[Stored data entries]
#####

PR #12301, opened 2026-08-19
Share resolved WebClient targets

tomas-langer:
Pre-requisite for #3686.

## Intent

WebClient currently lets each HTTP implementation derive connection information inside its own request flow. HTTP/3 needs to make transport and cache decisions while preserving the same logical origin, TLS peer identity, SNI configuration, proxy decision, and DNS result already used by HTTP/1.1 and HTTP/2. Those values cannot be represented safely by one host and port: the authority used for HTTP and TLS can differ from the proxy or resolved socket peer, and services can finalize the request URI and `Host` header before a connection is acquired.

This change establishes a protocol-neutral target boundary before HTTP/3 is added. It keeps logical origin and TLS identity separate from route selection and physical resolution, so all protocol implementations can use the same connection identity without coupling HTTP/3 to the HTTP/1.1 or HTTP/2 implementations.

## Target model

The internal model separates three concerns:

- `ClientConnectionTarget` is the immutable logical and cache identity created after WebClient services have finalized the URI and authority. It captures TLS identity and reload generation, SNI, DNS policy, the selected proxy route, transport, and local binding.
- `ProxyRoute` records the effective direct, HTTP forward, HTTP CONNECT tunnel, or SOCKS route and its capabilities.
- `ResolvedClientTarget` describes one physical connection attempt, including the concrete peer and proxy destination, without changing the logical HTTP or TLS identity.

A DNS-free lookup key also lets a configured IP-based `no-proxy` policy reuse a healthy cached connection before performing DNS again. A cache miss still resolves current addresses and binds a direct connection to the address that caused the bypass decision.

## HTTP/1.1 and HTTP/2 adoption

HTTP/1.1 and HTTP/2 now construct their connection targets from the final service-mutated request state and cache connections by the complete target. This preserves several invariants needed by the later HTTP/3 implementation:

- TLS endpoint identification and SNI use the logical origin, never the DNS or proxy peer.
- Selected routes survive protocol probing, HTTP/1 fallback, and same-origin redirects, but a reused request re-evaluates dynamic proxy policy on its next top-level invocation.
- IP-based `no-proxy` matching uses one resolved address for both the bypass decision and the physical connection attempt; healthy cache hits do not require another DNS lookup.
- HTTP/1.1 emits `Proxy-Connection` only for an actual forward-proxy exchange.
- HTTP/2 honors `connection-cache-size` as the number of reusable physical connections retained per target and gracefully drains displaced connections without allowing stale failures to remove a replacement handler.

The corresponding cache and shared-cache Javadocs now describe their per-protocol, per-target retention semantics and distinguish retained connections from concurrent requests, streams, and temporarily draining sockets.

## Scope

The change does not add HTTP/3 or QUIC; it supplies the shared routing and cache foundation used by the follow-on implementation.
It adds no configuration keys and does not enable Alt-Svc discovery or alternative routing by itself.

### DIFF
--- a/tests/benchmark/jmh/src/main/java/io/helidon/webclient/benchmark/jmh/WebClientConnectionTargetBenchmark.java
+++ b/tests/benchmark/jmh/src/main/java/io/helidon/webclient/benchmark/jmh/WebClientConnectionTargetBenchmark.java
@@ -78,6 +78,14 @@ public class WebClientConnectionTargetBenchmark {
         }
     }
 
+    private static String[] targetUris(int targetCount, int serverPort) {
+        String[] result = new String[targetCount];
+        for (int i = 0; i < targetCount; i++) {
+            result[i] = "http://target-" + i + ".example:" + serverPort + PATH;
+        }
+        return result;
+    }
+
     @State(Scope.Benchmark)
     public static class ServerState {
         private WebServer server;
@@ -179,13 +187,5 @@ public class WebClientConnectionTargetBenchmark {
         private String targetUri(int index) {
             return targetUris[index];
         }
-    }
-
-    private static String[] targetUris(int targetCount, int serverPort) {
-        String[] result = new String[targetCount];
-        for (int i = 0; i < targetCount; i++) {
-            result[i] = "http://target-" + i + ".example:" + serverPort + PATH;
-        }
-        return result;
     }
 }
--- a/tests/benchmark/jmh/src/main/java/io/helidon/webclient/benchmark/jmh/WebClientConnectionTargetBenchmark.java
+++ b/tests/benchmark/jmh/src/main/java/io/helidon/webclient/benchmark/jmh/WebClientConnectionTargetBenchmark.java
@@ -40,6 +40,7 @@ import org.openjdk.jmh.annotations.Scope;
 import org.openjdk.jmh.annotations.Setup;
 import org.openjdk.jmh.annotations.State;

#####

*What needs to be done*
An exact copy of the lines above between the line holding "Share resolved WebClient targets" and the line holding "and its capabilities.", inclusive, is the whole answer.

*Exercise answer*
Share resolved WebClient targets

tomas-langer:
Pre-requisite for #3686.

## Intent

WebClient currently lets each HTTP implementation derive connection information inside its own request flow. HTTP/3 needs to make transport and cache decisions while preserving the same logical origin, TLS peer identity, SNI configuration, proxy decision, and DNS result already used by HTTP/1.1 and HTTP/2. Those values cannot be represented safely by one host and port: the authority used for HTTP and TLS can differ from the proxy or resolved socket peer, and services can finalize the request URI and `Host` header before a connection is acquired.

This change establishes a protocol-neutral target boundary before HTTP/3 is added. It keeps logical origin and TLS identity separate from route selection and physical resolution, so all protocol implementations can use the same connection identity without coupling HTTP/3 to the HTTP/1.1 or HTTP/2 implementations.

## Target model

The internal model separates three concerns:

- `ClientConnectionTarget` is the immutable logical and cache identity created after WebClient services have finalized the URI and authority. It captures TLS identity and reload generation, SNI, DNS policy, the selected proxy route, transport, and local binding.
- `ProxyRoute` records the effective direct, HTTP forward, HTTP CONNECT tunnel, or SOCKS route and its capabilities.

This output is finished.